As global warming whips up more powerful and frequent hurricanes and storms, the world’s coral reefs face increased disruption to their ability to breed and recover from damage.
That’s one of the findings from a new scientific study of the fate of corals in the wake of large climate-driven bleaching and storm events.
“We have found clear evidence that coral recruitment – the regrowth of young corals – drops sharply in the wake of a major bleaching event or a hurricane,” says lead author Dr Jennie Mallela of the ARC Centre of Excellence for Coral Reef Studies and Australian National University.
Using the island of Tobago in the Caribbean as their laboratory she and colleague Professor James Crabbe of the University of Bedfordshire, UK, backtracked to 1980 to see what had happened to the corals in the wake of nine hurricanes, tropical storms and bleaching events.
“In every case there was a sharp drop in coral recruitment following the event – often by as much as two thirds to three quarters. Not only were fewer new coral colonies formed, but also far fewer of the major reef building coral species recruited successfully.”

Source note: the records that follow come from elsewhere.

PR #800, opened 2022-04-12
Shiny app changes

azimov:
Added shinycssloaders for tables and figures.

Changed name of connection details in shiny app because it was overriding user's settings during analysis. 

Removed hard coding of temporal choices in temporal characterization tab - was hiding those selected by the user

### DIFF
--- a/inst/shiny/DiagnosticsExplorer/global.R
+++ b/inst/shiny/DiagnosticsExplorer/global.R
@@ -50,11 +50,11 @@ if (exists("shinySettings")) {
   resultsDatabaseSchema <- "main"
   vocabularyDatabaseSchemas <- "main"
   dbms <- "sqlite"
-  connectionDetails <- DatabaseConnector::createConnectionDetails(dbms = "sqlite", server = sqliteDbPath)
+  shinyConnectionDetails <- DatabaseConnector::createConnectionDetails(dbms = "sqlite", server = sqliteDbPath)
 } else {
   writeLines("Connecting to remote database")
   dbms <- Sys.getenv("shinydbDatabase", unset = "postgresql")
-  connectionDetails <- DatabaseConnector::createConnectionDetails(
+  shinyConnectionDetails <- DatabaseConnector::createConnectionDetails(
     dbms = dbms,
     server = Sys.getenv("shinydbServer"),
     port = Sys.getenv("shinydbPort", unset = 5432),
--- a/inst/shiny/DiagnosticsExplorer/global.R
+++ b/inst/shiny/DiagnosticsExplorer/global.R
@@ -39,8 +39,8 @@ if (enableAuthorization) {
 
 if (exists("shinySettings")) {
   writeLines("Using settings provided by user")
-  connectionDetails <- shinySettings$connectionDetails
-  dbms <- connectionDetails$dbms
+  shinyConnectionDetails <- shinySettings$connectionDetails
+  dbms <- shinyConnectionDetails$dbms
   resultsDatabaseSchema <- shinySettings$resultsDatabaseSchema
   vocabularyDatabaseSchemas <- shinySettings$vocabularyDatabaseSchemas
   enableAnnotation <- shinySettings$enableAnnotation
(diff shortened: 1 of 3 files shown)


inst/shiny/DiagnosticsExplorer/global.R
```diff
@@ -187,12 +187,6 @@ if (exists("database")) {
 
 if (exists("temporalTimeRef")) {
   temporalCharacterizationCovariateChoices <- get("temporalTimeRef") %>%
-    dplyr::filter((.data$startDay == -365 & .data$endDay == -31) |
```
azimov, line 190: I'm not sure if this hard coding was intentional or not but it hides user settings that are likely important

gowthamrao: It was intentional. This makes the output match prior versions

gowthamrao: I disagree with opening up the diagnostics explorer to more temporal choices. We deliberately chose the time windows here. If we take this out, there is no difference between temporal-diagnostics and non temporal diagnostics as we have framed it.

inst/shiny/DiagnosticsExplorer/ui.R
```diff
@@ -1238,18 +1238,20 @@ bodyTabItems <- shinydashboard::tabItems(
                                            )
                                          )
                               ),
-                              reactable::reactableOutput("compareCohortCharacterizationTable")),
+                              shinycssloaders::withSpinner(reactable::reactableOutput("compareCohortCharacterizationTable"))),
```
gowthamrao, line 1241: i am fine with adding css loaded spinner , but i want to see how to interacts with progress messages

progress messages - as implemented tell us more than just loading a page. it tell if there is a database query going on vs is R doing a post processing of the data etc.

gowthamrao (changes requested):
We should have temporal restriction to temporalCovariateChoices for the temporalCharacterization and compare temporal characterization diagnostics menu 

If we want to support a new menu page with other time windows that fine by me.. just like we have characterization diagnostics with different time window

gowthamrao:
I think the confusion is how we allow the flexible use of feature extraction covariate settings as input, but limit the output to pre-specified analysis and time windows

we have one output from feature extraction and we are splitting it into FIVE diagnostics

1) time distribution
2) cohort characterization (which has a specific set of pre-defined time windows)
3) compare cohort characterization (Same time windows as 2)
4) temporal characterization (different time windows compared to 2)
5) compare temporal characterization (Same as 4)

gowthamrao:
We can make a design decision to not expose the temporalCovariateSettings

https://github.com/OHDSI/CohortDiagnostics/blob/3c70224cbf32635c7734373766a42bfa8825ba3f/R/RunDiagnostics.R#L141-L192

Or make it a file that is read in - instead of explicit option

inst/shiny/DiagnosticsExplorer/global.R
```diff
@@ -39,8 +39,8 @@ if (enableAuthorization) {
 
 if (exists("shinySettings")) {
   writeLines("Using settings provided by user")
-  connectionDetails <- shinySettings$connectionDetails
```
gowthamrao, line 42: This change has broken the ability to launch shiny app by using the launchApp button in the R studio UI

gowthamrao: image

azimov: Should be fixed in latest push

inst/shiny/DiagnosticsExplorer/global.R
azimov: but we let the users choose these settings. It would *really really* annoy me if I made principled choices for, say, vaccine adverse events at risk windows (which takes time and discussion) then generated the results (which takes longer because of these settings) then I was unable to view them

gowthamrao: Yup. So these are conflicting ideas. 

The solution i have in my mind should work. Will show you

gowthamrao:
after discussing with @azimov will move the code from here to https://github.com/OHDSI/CohortDiagnostics/tree/shinyFixes and do a PR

“This finding mirrors our modelling studies on the fringing reefs of Jamaica, and on the Meso-American Barrier reef off the coast of Belize”, says Prof. Crabbe.
Tobago lies outside the main Caribbean hurricane belt and therefore is more typical of the circumstances of most coral reefs around the world. Nevertheless its corals are disrupted by a major storm or bleaching every three or four years – and the frequency of this may be growing.
“Climate researchers are seeing increasing evidence for a direct relationship between global warming and rising hurricane intensity as well as frequency,” Jennie explains. “Global warming produces significant increases in the frequency of high sea surface temperatures (SSTs), and hurricane winds are strengthened by warm surface waters.”
The high temperatures cause bleaching, while the storms inflict physical destruction on the corals as well as eroding the rocky platforms they need to grow on, or burying them in sand.
“Maintaining coral reef populations in the face of large-scale degradation depends critically on recruitment – the ability of the corals to breed successfully and settle on the reef to form new colonies. Our research suggests this process is severely disrupted after one of these major events.”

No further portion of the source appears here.